2. The mobile body assistance device according to claim 1, wherein

the plurality of scene graphs include:

a state scene graph defined by a primary node representing each of a plurality of objects included in the image, created based on a position of the mobile body, the image and map information, an edge representing an adjacency relationship between the plurality of objects, and a feature amount of the primary node according to a relative arrangement relationship with the object based on the mobile body and a space occupancy state of the object; and

a layout scene graph created by convoluting the state scene graph, the layout scene graph being defined by a secondary node representing each of primary node clusters configured by one or a plurality of the primary nodes and corresponding to each of the designated places, a plurality of surrounding spaces based on the designated place, area candidates in the plurality of surrounding spaces, and designated objects, an edge representing an adjacency relationship between object clusters configured by one or a plurality of the objects corresponding to the primary node cluster, and a feature amount of the secondary node defined according to a feature amount of the primary node cluster.

3. The mobile body assistance device according to claim 2, wherein

an instruction scene graph is included in the plurality of scene graphs, the instruction scene graph being created by convoluting the layout scene graph and defined by a tertiary node configured by one or a plurality of the secondary nodes and representing secondary node clusters corresponding to each of words related to the designated place, the designated space, and the designated state included in the instruction, an edge representing an adjacency relationship of the words, and a feature amount of the tertiary node determined according to a feature amount of the secondary node cluster.

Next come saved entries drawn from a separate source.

PR #168, opened 2018-01-04
Take outlier logic outside of PGM

abs51295:
The current outlier logic wasn't scaling and hence a new logic was proposed and set into place.


analytics_platform/kronos/apollo/src/offline_training.py
```diff
@@ -1,5 +1,6 @@
 from analytics_platform.kronos.apollo.src.apollo_tag_prune import TagListPruner
 from analytics_platform.kronos.src import config
+from apollo_generate_frequency_dict import FrequencyDictGenerator
```
sara-02: Either use full path, or prefix a `.`, to keep the path compatible with both Python2 and 3

analytics_platform/kronos/deployment/rest_api.py
```diff
@@ -14,7 +14,8 @@
 from analytics_platform.kronos.src.config import (
     AWS_BUCKET_NAME, KRONOS_MODEL_PATH, KRONOS_SCORING_REGION)
 from analytics_platform.kronos.src.kronos_online_scoring import \
-    load_user_eco_to_kronos_model_dict_s3, score_eco_user_package_dict
+    load_user_eco_to_kronos_model_dict_s3, score_eco_user_package_dict, \
```
sara-02: Not specific to this PR, but it would be more consistent if we used `()` instead of `\` for multi-imports.

tests/unit_tests/test_kronos_pgm_pomegranate.py
```diff
@@ -1,10 +1,12 @@
-from analytics_platform.kronos.src import config
 from analytics_platform.kronos.pgm.src.pgm_pomegranate import PGMPomegranate
 from analytics_platform.kronos.pgm.src.offline_training import load_eco_to_kronos_dependency_dict, \
     load_user_eco_to_co_occerrence_matrix_dict
 from analytics_platform.kronos.src.kronos_online_scoring import score_eco_user_package_dict, \
     load_user_eco_to_kronos_model_dict, get_eco_to_kronos_dependency_dict
+from analytics_platform.kronos.pgm.src.pgm_constants import KD_PACKAGE_FREQUENCY
+from analytics_platform.kronos.src.recommendation_validator import RecommendationValidator
 from util.data_store.local_filesystem import LocalFileSystem
+from pprint import pprint
```
sara-02: Do we need this import and its subsequent usage?

sara-02:
Good work @abs51295

util/analytics_platform_util.py
```diff
@@ -34,3 +36,18 @@ def get_path_names(training_data_url):
     output_bucket_name = trunc_string_at(training_data_url, "/", 2, 3)
     additional_path = trunc_string_at(training_data_url, "/", 3, -1)
     return input_bucket_name, output_bucket_name, additional_path
+
+
+def load_package_list(input_data_store, additional_path):
```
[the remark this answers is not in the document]
abs51295: Done @sara-02 :)

analytics_platform/kronos/apollo/src/apollo_generate_frequency_dict.py
```diff
@@ -0,0 +1,45 @@
...
+    """Generates package to frequency dictionary"""
+
+    def __init__(self, manifest_file):
+        """Initialize FrequencyDictGenerator with manifest_file of ecosystem.
+
+           :param manifest_file: The manifest.json file for intended ecosystem. """
+        self.manifest_file = manifest_file
+
+    @classmethod
+    def read_manifest_file(cls, input_data_store, additional_path):
```
rootAvish: If this is a factory method, I would like for it to named as such and the docstring to contain that this code generates an instance of this class.

analytics_platform/kronos/apollo/src/apollo_generate_frequency_dict.py
```diff
@@ -0,0 +1,45 @@
...
+
+        :param output_data_store: Data store to write the frequency dict to.
+        :param additional_path: Path to store the frequency dict inside the output_data_store.
+        """
+        package_to_frequency_dict = dict()
+
+        for package_set in self.manifest_file:
+            for package in package_set:
+                if package_to_frequency_dict.get(package) is not None:
+                    package_to_frequency_dict[package] += 1
```
rootAvish: You can create this using `collections.Counter`. I would prefer you do that, it gets rid of this `if-else` condition.

rootAvish: On that note, why is a custom class required here at all?

analytics_platform/kronos/deployment/rest_api.py
```diff
@@ -122,7 +126,8 @@ def predict_and_score():
             user_request=input_json,
             user_eco_kronos_dict=app.user_eco_kronos_dict,
             eco_to_kronos_dependency_dict=app.eco_to_kronos_dependency_dict,
-            all_package_list_obj=app.all_package_list_obj)
+            all_package_list_obj=app.all_package_list_obj,
+            package_frequency_dict=app.package_frequency_dict)
```
rootAvish: Why do you need to store this in the app context?

analytics_platform/kronos/pgm/src/pgm_pomegranate.py
```diff
@@ -83,7 +83,7 @@ def score(self, evidence_dict_list):
         n_jobs = len(evidence_dict_list)
         result_array = functools.reduce(
             list.__add__,
-            Parallel(n_jobs=n_jobs)(
+            Parallel(n_jobs=n_jobs, verbose=51)(
```
rootAvish: I don't think this is required in production, is this a leftover from your performance testing branch?

analytics_platform/kronos/src/kronos_online_scoring.py
```diff
@@ -60,6 +75,15 @@ def get_sorted_companion_intent_probabilities(res, node_list):
     return result
 
 
+def get_topics_for_manifest(manifest, package_topic_dict):
+    manifest_topics = set()
```
rootAvish: This entire function can be compressed to a one line set comprehension.

analytics_platform/kronos/src/kronos_online_scoring.py
```diff
@@ -129,35 +192,34 @@ def get_clean_topics_for_package(package_to_topic_dict, package):
...
-        outlier_result = result_array[i][potential_outlier_index_list[i]]
-        outlier_score = outlier_result.values()[0]
-        if outlier_score > outlier_threshold:
-            outlier_dict = dict()
-            outlier_dict[pgm_constants.KRONOS_OUTLIER_PACKAGE_NAME] = observed_package_list[i]
-            outlier_dict[pgm_constants.KRONOS_OUTLIER_PROBABILITY] = outlier_score
-            outlier_dict[pgm_constants.KD_TOPIC_LIST] = \
-                get_clean_topics_for_package(package_to_topic_dict, observed_package_list[i])
-            outlier_dict_list.append(outlier_dict)
+        outlier_dict = dict()
```
rootAvish: I don't like this format over the normal initialization.

```python
outlier_dict = {
        pgm_constants.KRONOS_OUTLIER_PACKAGE_NAME: potential_outlier_index_list[i],
        pgm_constants.KRONOS_FREQUENCY_COUNT : int(
            package_frequency_dict.get(potential_outlier_index_list[i], 0)),
        pgm_constants.KD_TOPIC_LIST:
            get_clean_topics_for_package(package_to_topic_dict, potential_outlier_index_list[i])
}
```

tests/unit_tests/test_kronos_pgm_pomegranate.py
```diff
@@ -94,53 +109,64 @@ def test_score_eco_user_package_dict(self):
...
+            input_folder_name="tests/data/data_recom_valid/",
+            additional_path="")
+
+        response = score_eco_user_package_dict(
+            user_request, user_eco_kronos_dict=user_eco_kronos_dict,
+            eco_to_kronos_dependency_dict=eco_to_kronos_dependency_dict,
+            all_package_list_obj=all_package_list_obj,
+            package_frequency_dict=frequency_dict)
+
+        self.assertTrue(response is not None)
```
rootAvish: There's a method `assertIsNotNone`.

util/analytics_platform_util.py
```diff
@@ -34,3 +36,24 @@ def get_path_names(training_data_url):
...
+    """Loads the manifest files from the input_data_store and
+    returns an aggregated list of set of packages.
+
+    :param input_data_store: Data store to read the manifest files from.
+    :param additional_path: Indicates path inside the data store for the manifests.
+    :return: list of package set."""
+    all_list_of_package_set = list()
+    manifest_filenames = input_data_store.list_files(
```
rootAvish: `os.path.join` here.

analytics_platform/kronos/src/kronos_online_scoring.py
rootAvish: If you must have a function, still make it a one liner.

analytics_platform/kronos/apollo/src/apollo_generate_frequency_dict.py
abs51295: I thought it might be good to have a custom class to make it extensible in the future.

abs51295: `collections.Counter` approach would look something like `Counter(x for sublist in my_list for x in sublist)` which doesn't look readable to me and hence I followed this approach.

analytics_platform/kronos/deployment/rest_api.py
abs51295: Because it has to be loaded only once and needs to be sent with each request.

analytics_platform/kronos/pgm/src/pgm_pomegranate.py
abs51295: I thought this might be helpful to see the time taken by PGM in staging and production, so that we don't rely on assumptions that what the actual bottleneck is.

analytics_platform/kronos/src/kronos_online_scoring.py
abs51295: One liner set comprehension is a good idea, but I am more inclined towards the readability and understandability of the code. Making it a one liner would result in a nested generator expression which I think would not help much.

analytics_platform/kronos/src/kronos_online_scoring.py
abs51295: It's okay if you don't like something, but I would change it :)

util/analytics_platform_util.py
abs51295: Sure.

tests/unit_tests/test_kronos_pgm_pomegranate.py
abs51295: Yes, but since in this file `assertTrue` was being used everywhere else, I used it for consistency. But I think changing all tests to reflect `assertIsNotNone` would greatly benefit.

rootAvish: So here's the thing, new code should be written the right way, you can fix old code whenever you have the time to do that, otherwise you just end up with one more thing you need to fix.

analytics_platform/kronos/src/kronos_online_scoring.py
rootAvish: What I meant was change that to this.

analytics_platform/kronos/src/kronos_online_scoring.py
rootAvish: Python is generally not written like C++/Java.

analytics_platform/kronos/pgm/src/pgm_pomegranate.py
rootAvish: Performance testing is always a one time activity.

rootAvish: And it's done now.

analytics_platform/kronos/deployment/rest_api.py
rootAvish: So why not pass it around instead of storing it in an application wide context?

analytics_platform/kronos/apollo/src/apollo_generate_frequency_dict.py
rootAvish: No, using a counter doesn't require using a comprehension.

rootAvish: There's `Counter.update`.

analytics_platform/kronos/src/kronos_online_scoring.py
rootAvish: Comprehensions are "readable" to anybody who knows Python.

analytics_platform/kronos/pgm/src/pgm_pomegranate.py
abs51295: I talked with @miteshvp on this and he agreed to keep the PGM logs for the moment. I will create an issue to remove the logs once it gets stabilized on prod.

analytics_platform/kronos/src/kronos_online_scoring.py
abs51295: Okay, I would replace it with comprehension then.

tests/unit_tests/test_kronos_pgm_pomegranate.py
abs51295: Okay changing and it creating an issue for changing all the occurrences.

analytics_platform/kronos/src/kronos_online_scoring.py
abs51295: That's what I said.

analytics_platform/kronos/apollo/src/apollo_generate_frequency_dict.py
abs51295: I would replace it with comprehension since `Comprehensions are "readable" to anybody who knows Python.` :)

analytics_platform/kronos/apollo/src/apollo_generate_frequency_dict.py
abs51295: Yes would rename it and update the docstring.

analytics_platform/kronos/deployment/rest_api.py
abs51295: I don't understand what do you mean by that.

analytics_platform/kronos/apollo/src/apollo_generate_frequency_dict.py
rootAvish: So this comprehension won't work.

abs51295: This is not the comprehension we would get. We would get this: ` package_to_frequency_counter = Counter(package for package_set in self.manifest_file
                                               for package in package_set)` and this does work :)

rootAvish: Why would you even do that? Counter accepts a list directly.

```ipython
In [4]: a = Counter([1, 2, 3, 4])

In [5]: a
Out[5]: Counter({1: 1, 2: 1, 3: 1, 4: 1})
```

You don't need to pass each package individually.

rootAvish: You just want the overall frequency of each package right?
```python
a = Counter([package_set for package_set in self.manifest_file])
```

abs51295: We have a list of sets and sets are not hashable. So we need to pass each element and not the complete sets.

rootAvish: Comprehensions are only used where a new list creation is required.

rootAvish: Then typecast it to a list when adding it to counter?

rootAvish:
```ipython

In [8]: for i in [set([1, 2, 3]), set([2, 3, 4]), set ([3, 4, 5])]:
   ...:     a.update(list(i))
   ...:
   ...:

In [9]: a
Out[9]: Counter({1: 1, 2: 2, 3: 3, 4: 2, 5: 1})

```

rootAvish: The advantage counter offers is that it maintains the "top" elements internally.

abs51295: I am creating a Counter object and not a list. It's basically a one liner to count occurrences of every package inside the list of package sets.

abs51295: Can you look at the updated code?

analytics_platform/kronos/deployment/rest_api.py
rootAvish: There's `from flask import g` and then there's `app = Flask(__name__)`. Why is it not a part of the former.

analytics_platform/kronos/apollo/src/apollo_generate_frequency_dict.py
```diff
@@ -0,0 +1,42 @@
...
+                                          additional_path=additional_path)
+        return cls(manifest_file=manifest_file)
+
+    def generate_and_save_frequency_dict(self, output_data_store, additional_path):
+        """Generates and saves frequency dictionary from the manifest_file.
+
+        :param output_data_store: Data store to write the frequency dict to.
+        :param additional_path: Path to store the frequency dict inside the output_data_store.
+        """
+        package_to_frequency_counter = Counter(package for package_set in self.manifest_file
```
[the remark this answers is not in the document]
abs51295: I checked with the code you gave and as a matter of fact you don't even need to convert set into a list while using the `counter.update` method. Also, I did some benchmarking using both the approaches and I got the following results:

- Using current approach: 0.0014841556549072266 seconds
- Using proposed approach: 0.0032978057861328125 seconds

As seen, the current approach is still faster than the proposed one. Also, regarding the "readability" problem I don't see any concern since I used the same nested comprehension 
`manifest_topics = {package_topics for package in manifest for package_topics in
                       package_topic_dict.get(package, [])}` as suggested by you for more "readibilty". If we are okay to use nested set comprehension then I don't think there should be a problem with this.

sara-02:
@abs51295 Thanks.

4. The mobile body assistance device according to claim 1, wherein

one area candidate is output among a plurality of area candidates existing in a plurality of surrounding spaces based on the designated place by inputting the plurality of scene graphs to the trained model generated using a graph neural network defined so that weights propagate from top to bottom between nodes constituting an intermediate layer and weights propagate from bottom to top between the nodes.

5. The mobile body assistance device according to claim 4, wherein

one area candidate is output among a plurality of area candidates existing in a plurality of surrounding spaces based on the designated place by inputting the plurality of scene graphs to the trained model generated using the graph neural network defined so that weights propagate from a node constituting one intermediate layer to a node constituting another intermediate layer existing with one or a plurality of intermediate layers interposed therebetween.

6. The mobile body assistance device according to claim 1, wherein

the image is an image captured by an imaging device mounted on the mobile body.

7. The mobile body assistance device according to claim 1, wherein

the designated state of the mobile body includes a stop state of the mobile body.

8. A mobile body system comprising: the mobile body assistance device according to claim 1 for supporting a mobile body; and the mobile body.